- Required work: The complete listing should be restated word for word.

- Available records:

PR #2476, opened 2022-05-17
Drop trailing / on blockchain-api URL

silasbw:
I'm debugging Sentry tracing and noticed an extra / in Sentry

### How others should test

Check that the list of transactions appears on the home screen.


MuckT (approved):
Thanks for grabbing this!

PR #2477, opened 2022-05-17
Fix Sentry tracing

silasbw:
Use domain names / hostnames instead of URLs.

### Tested

Testing locally by using a mainnetdev config, hard coding `tracesSampleRate` to 1.0, running in an Android emulator, and then checking Sentry.

### How others should test

No QA testing needed.


jeanregisser (approved):
Cool! 👍 

This reminds me, we started discussing this in the past, but I feel we should be tracing all domains. This way we could know which 3rd party API call is actually slow. Affecting the experience of our users.
We can discuss on Slack.

dievazqu (approved):

PR #2478, opened 2022-05-17
Remove google-libphonenumber dependency

MuckT:
### Description

Remove google-libphonenumber dependency as we do not import the lib in src code.

### Other changes

N/A

### Tested

Tested locally on iOS.

### How others should test

Same testing steps as Côte d’Ivoire Phone Number Fix #2471

### Related issues

N/A

### Backwards compatibility

Yes


MuckT:
@jeanregisser was able to remove the dependency entirely and have the correct behavior.

PR #2480, opened 2022-05-17
fix: incorrect token shown when opening a transfer push notification

### LINKED ISSUE #1968: Bugfix: Opening transfer push notification opens the wrong screen
The notification-service is sending a field `tokenAddress` to the app, but the app is expecting a `currency` field and since it can't find one it defaults to cUSD. This causes any transfer push notification to open a screen that says cUSD is the transfer token even if it's not.

AC: 
- Opening a transfer push notification opens the review screen and shows the right amount/token
  - The wallet should probably use the new [TransactionDetailsScreen](https://github.com/valora-inc/wallet/blob/2b28b691640c52bdeeb1b49a7751c5bdf3b764fe/src/transactions/feed/TransactionDetailsScreen.tsx#L62) which directly supports `tokenAddress`

jeanregisser:
### Description

This fixes the token shown when opening a transfer push notification, when the token sent is not cUSD.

- Answer to this exercise:
PR #2476, opened 2022-05-17
Drop trailing / on blockchain-api URL

silasbw:
I'm debugging Sentry tracing and noticed an extra / in Sentry

### How others should test

Check that the list of transactions appears on the home screen.


MuckT (approved):
Thanks for grabbing this!

PR #2477, opened 2022-05-17
Fix Sentry tracing

silasbw:
Use domain names / hostnames instead of URLs.

### Tested

Testing locally by using a mainnetdev config, hard coding `tracesSampleRate` to 1.0, running in an Android emulator, and then checking Sentry.

### How others should test

No QA testing needed.


jeanregisser (approved):
Cool! 👍 

This reminds me, we started discussing this in the past, but I feel we should be tracing all domains. This way we could know which 3rd party API call is actually slow. Affecting the experience of our users.
We can discuss on Slack.

dievazqu (approved):

PR #2478, opened 2022-05-17
Remove google-libphonenumber dependency

MuckT:
### Description

Remove google-libphonenumber dependency as we do not import the lib in src code.

### Other changes

N/A

### Tested

Tested locally on iOS.

### How others should test

Same testing steps as Côte d’Ivoire Phone Number Fix #2471

### Related issues

N/A

### Backwards compatibility

Yes


MuckT:
@jeanregisser was able to remove the dependency entirely and have the correct behavior.

PR #2480, opened 2022-05-17
fix: incorrect token shown when opening a transfer push notification

### LINKED ISSUE #1968: Bugfix: Opening transfer push notification opens the wrong screen
The notification-service is sending a field `tokenAddress` to the app, but the app is expecting a `currency` field and since it can't find one it defaults to cUSD. This causes any transfer push notification to open a screen that says cUSD is the transfer token even if it's not.

AC: 
- Opening a transfer push notification opens the review screen and shows the right amount/token
  - The wallet should probably use the new [TransactionDetailsScreen](https://github.com/valora-inc/wallet/blob/2b28b691640c52bdeeb1b49a7751c5bdf3b764fe/src/transactions/feed/TransactionDetailsScreen.tsx#L62) which directly supports `tokenAddress`

jeanregisser:
### Description

This fixes the token shown when opening a transfer push notification, when the token sent is not cUSD.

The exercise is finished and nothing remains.